In the SDK: the evaluation loop as a primitive

The consistency-and-accuracy loop we built by hand is a first-class primitive in genai_studio: from genai_studio.agents.eval import Case, evaluate runs each case k times and reports the per-run pass rate, pass@k, and self-consistency in one call—the evaluate_model / uncertainty_via_consistency pattern, packaged. Build it by hand once to understand it; reach for the primitive when you run evaluations for real.

Chapter 6.8 Exercises: Reliability and Evaluation

Exercise 6.8.1 — Consistency Audit

Select 15 texts (5 clearly positive, 5 clearly negative, 5 ambiguous). Run each through a sentiment classifier 10 times.
Compute the agreement rate for each text. Plot the distribution of agreement rates.
Compare the agreement rate for clear texts vs. ambiguous texts. Is the difference statistically significant? (Use a permutation test from Chapter 4.)

Exercise 6.8.2 — Does Agreement Predict Correctness?

Create 30 factual questions with known answers. For each, run the model 10 times (as in test_retest) and record the self-consistency agreement rate and whether the majority answer is correct—do not ask the model to rate itself.
Split the items into high-agreement (>= 0.8) and low-agreement (< 0.8). Compare the accuracy of each group. Is high agreement associated with higher accuracy?
Find the confidently wrong items—agreement >= 0.8 but the majority answer is incorrect. What fraction of high-agreement items are actually wrong? Explain why this makes the agreement rate a triage signal, not a probability of being right.

Exercise 6.8.3 — LLM-as-Judge Correlation

Generate 10 short summaries of texts using an LLM. Manually rate each summary on a 1–5 scale (your human judgment).
Have an LLM judge rate the same summaries using the judge_response() function.
Compute the Spearman rank correlation between human and LLM judge scores. How well does the LLM judge track human preferences?

Exercise 6.8.4 — Self-Consistency Uncertainty with Bootstrap CIs

Select 10 texts. For each, run 20 classification attempts and compute the majority-vote answer and agreement rate.
For each text, compute a 95% bootstrap CI on the agreement rate using bootstrap_ci_on_agreement().
Identify texts whose CI reaches 0.5 or below (the “coin flip” threshold). These are the items where the model is genuinely uncertain.
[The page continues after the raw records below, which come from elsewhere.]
PR #66, opened 2018-04-07
Add /getgold Chat Command

Freezeraid:
type /getgold parameter (gold number)
only one parameter can be used.


Eastrall:
Nice feature! Let's merge!

PR #68, opened 2018-04-10
Add Teleport Chat command + Nav teleport

Freezeraid:


src/Rhisis.World/Game/Chat/TeleportCommand.cs
```diff
@@ -0,0 +1,67 @@
...
+    {
+        [ChatCommand("/tp")]
+        [ChatCommand("/teleport")]
+        public static void TeleportCommand(IPlayerEntity player, string[] parameters)
+        {
+            Logger.Debug("{0} want to teleport", player.Object.Name);
+
+            if (parameters.Length >= 2 && parameters.Length <= 4)
+            {
+                float.TryParse(parameters[0], out float firstValue);
```
Steve-Nzr: Better naming for variables

src/Rhisis.World/Game/Chat/TeleportCommand.cs
```diff
@@ -0,0 +1,67 @@
...
+using Rhisis.World.Game.Entities;
+using Rhisis.World.Packets;
+
+namespace Rhisis.World.Game.Chat
+{
+    public static class TeleportationCommand
+    {
+        [ChatCommand("/tp")]
+        [ChatCommand("/teleport")]
+        public static void TeleportCommand(IPlayerEntity player, string[] parameters)
```
Steve-Nzr: Reduce function size (Local functions) ?

src/Rhisis.World/Game/Chat/TeleportCommand.cs
```diff
@@ -0,0 +1,73 @@
...
+                    Logger.Error("Chat: /teleport command must have 2, 3 or 4 parameters.");
+                    return;
+            }
+        }
+    }
+    public static class TeleportationParameters
+    {
+        public static void TeleportCommandTwoParam(IPlayerEntity player, string[] parameters)
+        {
+            float.TryParse(parameters[0], out float posXValue);
```
Steve-Nzr: Use "is" evaluation keyword and return to make a better error handling 😉

src/Rhisis.World/Game/Chat/TeleportCommand.cs
```diff
@@ -0,0 +1,73 @@
...
+        public static void TeleportCommandThreeParam(IPlayerEntity player, string[] parameters)
+        {
+            int.TryParse(parameters[0], out int mapIdValue);
+            float.TryParse(parameters[1], out float posXValue);
+            float.TryParse(parameters[2], out float posZValue);
+            if (!WorldServer.Maps.TryGetValue(mapIdValue, out Map mapIdResult))
+            {
+                Logger.Error("Cannot find map Id in define files: {0}. Please check you defineWorld.h file.",
+                    mapIdValue);
+            }
```
Steve-Nzr: Return here instead of making an "else" statement.

src/Rhisis.World/Game/Chat/TeleportCommand.cs
```diff
@@ -0,0 +1,73 @@
...
+                case 3: // when you write 3 parameters in the command
+                    TeleportationParameters.TeleportCommandThreeParam(player, parameters);
+                    return;
+                case 4: // when you write 4 parameters in the command
+                    TeleportationParameters.TeleportCommandFourParam(player, parameters);
+                    return;
+                default: // when you write more than 4 or less than 2 parameters in the command
+                    Logger.Error("Chat: /teleport command must have 2, 3 or 4 parameters.");
+                    return;
+            }
```
Steve-Nzr: Send TeleportationPacket here instead of repeating operation each times.

src/Rhisis.World/Game/Chat/TeleportCommand.cs
Eastrall: You should check the return value of `TryParse()` methods. It returns if the parse is successful or not.
Let's imagine you send this command: `/teleport 1 text`. It will parse the first parameter correctly, so `posXValue` value will be equal to 1. But when parsing the second value, since it's plain text, the parsing will fail and then `posZValue` will be equal to 0. That's an error, but you will still teleport the player to X = 1 and Z = 0.

That's why you need to check all the parsed values like:
```cs
if (!float.TryParse(parameters[0], out float posXValue) || !float.TryParse(...))
{
     throw new InvalidArgumentException();
}
```

Eastrall: You should check the return value of `TryParse()` methods. It returns if the parse is successful or not.
Let's imagine you send this command: `/teleport 1 text`. It will parse the first parameter correctly, so `posXValue` value will be equal to 1. But when parsing the second value, since it's plain text, the parsing will fail and then `posZValue` will be equal to 0. That's an error, but you will still teleport the player to X = 1 and Z = 0.

That's why you need to check all the parsed values like:
```cs
if (!float.TryParse(parameters[0], out float posXValue) || !float.TryParse(...))
{
     throw new InvalidArgumentException();
}
```

Eastrall:
Looks good to me. Let's merge!

PR #69, opened 2018-04-12
Feature/trade system

Steve-Nzr:
This PR introduces a complete **trade system**.

It also provides bugs corrections such as :
- dotnet restore now correctly done
- Inventory saving and item deletion


src/Rhisis.World/Systems/Trade/TradeSystem.cs
```diff
@@ -0,0 +1,537 @@
...
+        /// Get the specified entity from the player's context
+        /// Throw if cannot find it
+        /// </summary>
+        /// <exception cref="Exception"></exception>
+        /// <param name="player"></param>
+        /// <param name="id"></param>
+        /// <returns></returns>
+        private static IPlayerEntity GetEntityFromContextOf(IPlayerEntity player, int id)
+        {
+            if (player.Context.FindEntity<IPlayerEntity>(id) is IPlayerEntity entity)
```
Eastrall: `FindEntity<T>` tries to find the entity. If it finds it, it will try to cast it into the type passed as generic. In this case the `IPlayerEntity` type. If it doesn't finds an entity with that id, it will return a `null`.
You can avoid the cast in the `if` statement and do something like: `return player.Context.FindEntity<IPlayerEntity>(id) ?? throw new Exception(...);`

src/Rhisis.World/Systems/Trade/TradeSystem.cs
```diff
@@ -0,0 +1,537 @@
...
+        /// </summary>
+        /// <param name="player"></param>
+        /// <param name="target"></param>
+        /// <returns></returns>
+        private static TradeComponent.TradeConfirm CheckTradeGold(IPlayerEntity player, IPlayerEntity target)
+        {
+            var playerTradeGold = player.Trade.Gold;
+            var targetTradeGold = target.Trade.Gold;
+            var playerGold = player.PlayerData.Gold;
+            var targetGold = player.PlayerData.Gold;
```
Eastrall: do you mean `var targetGold = target.PlayerData.Gold` ?

src/Rhisis.World/Systems/Trade/TradeSystem.cs
```diff
@@ -0,0 +1,537 @@
...
+
+            if (player.PlayerData.Gold < playerTradeGold)
```
Eastrall: You can use `playerGold` instead of `player.PlayerData.Gold`

src/Rhisis.World/Systems/Trade/TradeSystem.cs
```diff
@@ -0,0 +1,537 @@
...
+                return TradeComponent.TradeConfirm.Error;
+
+            if (target.PlayerData.Gold < targetTradeGold)
+                return TradeComponent.TradeConfirm.Error;
+
+            if (targetGold + playerTradeGold < 0)
+                return TradeComponent.TradeConfirm.Error;
+
+            if (playerGold + targetTradeGold < 0)
```
Eastrall: Maybe we can merge all of the conditions `if (player.PlayerData.Gold < playerTradeGold || target.PlayerData.Gold < targetTradeGold || ...) return TradeComponent.TradeConfirm.Error;`

src/Rhisis.Core/Network/Packets/World/Trade/TradeCancelPacket.cs
```diff
@@ -7,7 +7,7 @@ namespace Rhisis.Core.Network.Packets.World.Trade
 {
     public class TradeCancelPacket
     {
-        public int Mode { get; private set; }
+        public readonly int Mode;
```
Eastrall: Keep this as a property by doing : `public int Mode { get; }`

src/Rhisis.World/Game/Components/ItemContainerComponent.cs
```diff
@@ -84,7 +84,11 @@ public int GetItemCount()
         /// </summary>
         /// <param name="slot"></param>
         /// <returns></returns>
-        public Item GetItemBySlot(int slot) => this.Items[slot];
+        public Item this[int slot]
+        {
+            get => Items[slot];
+            set => Items[0] = value;
```
Eastrall: I guess you mean: `set => Items[slot] = value;` ? 😄

src/Rhisis.World/Game/Components/TradeComponent.cs
```diff
@@ -30,5 +31,16 @@ public TradeComponent()
             ItemCount = 0;
             Gold = 0;
         }
+
+        /// <summary>
+        /// Gets the item at a specific slot
+        /// </summary>
+        /// <param name="slot"></param>
+        /// <returns></returns>
+        public Item this[int slot]
```
Eastrall: Not sure you need a indexer proprety in the `TradeComponent`. 
In your component, you have the `ItemContainerComponent` that already has an indexer property. So you can call: `TradeComponent.Items[slot]` instead.

Eastrall:
All good! Merging...

src/Rhisis.World/Game/Components/TradeComponent.cs
```diff
@@ -0,0 +1,35 @@
...
+        public int Gold { get; set; }
+
+        /// <summary>
+        /// Exchange state/progress
+        /// </summary>
+        public TradeState State { get; set; }
+
+        public TradeComponent()
+        {
+            this.TargetId = 0;
```
Skeatwin: Why 0 and not -1 ?
-1 represent null and 0 can be a value, isn't it ?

Exercise 6.8.5 — Evaluation Protocol Design

Design a complete evaluation protocol for an LLM-based annotation system (e.g., the sentiment pipeline from Section 6.4). Your protocol should include:

An evaluation dataset (at least 30 items with ground-truth labels).
Metrics: accuracy, F1, Cohen’s kappa, and mean consistency.
A decision rule: what thresholds must be met for deployment?
Run the full evaluation and report results. Does the system meet your deployment criteria?
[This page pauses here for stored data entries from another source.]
Issue #71, opened 2018-04-18
Refactoring of system exceptions


Steve-Nzr:
The purpose of this proposal is to introduce our own  ```Exceptions``` with all of our systems.

The idea is to have a **custom error handling** attached to systems, to make it easier to locate errors when exceptions come.

A ```RhisisSystemException``` is thrown in case of the EventArg, the player state, or the desired behavior cannot be performed in the correct way.

e.g : Starting a Trade with yourself, Attacking a player that is too far...

Here's how it actually looks like : 
```csharp
    /// <inheritdoc />
    /// <summary>
    /// Represents a Rhisis exception in an ECS System
    /// </summary>
    public class RhisisSystemException : RhisisException
    {
        /// <inheritdoc />
        /// <summary>
        /// Creates a new <see cref="T:Rhisis.Core.Exceptions.SystemException" /> with a specific error message.
        /// </summary>
        /// <param name="message">Error message</param>
        public RhisisSystemException(string message) :
            base(message)
        {
        }

        /// <inheritdoc />
        /// <summary>
        /// Creates a new <see cref="T:Rhisis.Core.Exceptions.SystemException" /> with a specific error message and a reference to the inner exception that throwed this exception.
        /// </summary>
        /// <param name="message">Error message</param>
        /// <param name="innerException">Inner exception</param>
        public RhisisSystemException(string message, Exception innerException) :
            base(message, innerException)
        {
        }
    }
```

Eastrall:
Solved in PR #72

PR #72, opened 2018-04-23
Refacto/system event

Steve-Nzr:
In this pull request, I worked on **EventArgs** & **systems**.

We're now using **pattern matching** in order to recognize EventArgs.
Il allows us to create our own more easily.


src/Rhisis.World/Systems/NpcShop/NpcShopSystem.cs
```diff
@@ -123,41 +109,41 @@ private void BuyItem(IPlayerEntity player, NpcShopEventArgs e)
...
             }
 
-            var currentTab = npcData.Shop.Items[npcEvent.Tab];
+            var currentTab = npcData.Shop.Items[e.Tab];
 
-            if (npcEvent.Slot < 0 || npcEvent.Slot > currentTab.Count - 1)
+            if (e.Slot < 0 || e.Slot > currentTab.Count - 1)
             {
-                Logger.Error($"ShopSystem: Item slot index was out of tab bounds. Slot: {npcEvent.Slot}");
+                Logger.Error($"ShopSystem: Item slot index was out of tab bounds. Slot: {e.Slot}");
```
Eastrall: Maybe we should `throw` and exception in the cases we didn't send any packet to the client. Or, we can send the packet first and then `throw` the exception.

src/Rhisis.World/Systems/NpcShop/NpcShopSystem.cs
```diff
@@ -123,41 +109,41 @@ private void BuyItem(IPlayerEntity player, NpcShopEventArgs e)
...
                 Logger.Error($"ShopSystem: Shop item id doens't match the item id that {player.Object.Name} is trying to buy.");
                 return;
             }
 
-            if (player.PlayerData.Gold < npcEvent.ItemData.Cost)
+            if (player.PlayerData.Gold < e.ItemData.Cost)
             {
-                Logger.Info($"ShopSystem: {player.Object.Name} doens't have enough gold to buy item {npcEvent.ItemData.Name} at {npcEvent.ItemData.Cost}.");
+                Logger.Info($"ShopSystem: {player.Object.Name} doens't have enough gold to buy item {e.ItemData.Name} at {e.ItemData.Cost}.");
                 WorldPacketFactory.SendDefinedText(player, DefineText.TID_GAME_LACKMONEY);
```
Eastrall: Same comment as before

src/Rhisis.World/Systems/NpcShop/NpcShopSystem.cs
Steve-Nzr: This is part of another issue : https://github.com/Eastrall/Rhisis/issues/71

But yeah, it will be done.

Eastrall:
Nice PR. Let's merge!

PR #83, opened 2018-07-31
Add follow system

Eastrall:
Implements the Follow system. Only for players. Just call the `FollowSystem` with the `FollowEventArgs` to follow another player.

Transition to What Follows

Reliability assessment tells us how well an LLM performs. But there are questions beyond performance: should we use the LLM at all? Is the data safe to send to an API? Could the model’s outputs encode biases that distort our analysis? Are we obligated to disclose that AI assisted our work? In Section 6.9, we address these ethical and practical concerns—the responsible AI practices that must accompany any LLM deployment.

Key Takeaways

Key Takeaways 📝

LLMs are unreliable by default — hallucination, inconsistency, and overconfidence are inherent, not exceptional. Every LLM-assisted workflow needs explicit reliability checks.
Test-retest and paraphrase invariance measure consistency. Items with low agreement should be flagged for human review or treated with uncertainty.
Self-consistency is an uncertainty heuristic, not a probability. A usable confidence comes from the model’s behavior (agreement across runs), never a self-reported score—but it measures stability, not correctness: a consistently wrong model still looks sure. Validate it against ground truth and use it for triage, not as a probability of being right.
LLM-as-judge provides evaluation for open-ended tasks, but judge scores have known biases and should be one signal among many.
Self-consistency naturally produces uncertainty estimates — the agreement rate across multiple runs serves as an interpretable confidence measure, analogous to bootstrap-based inference from Chapter 4.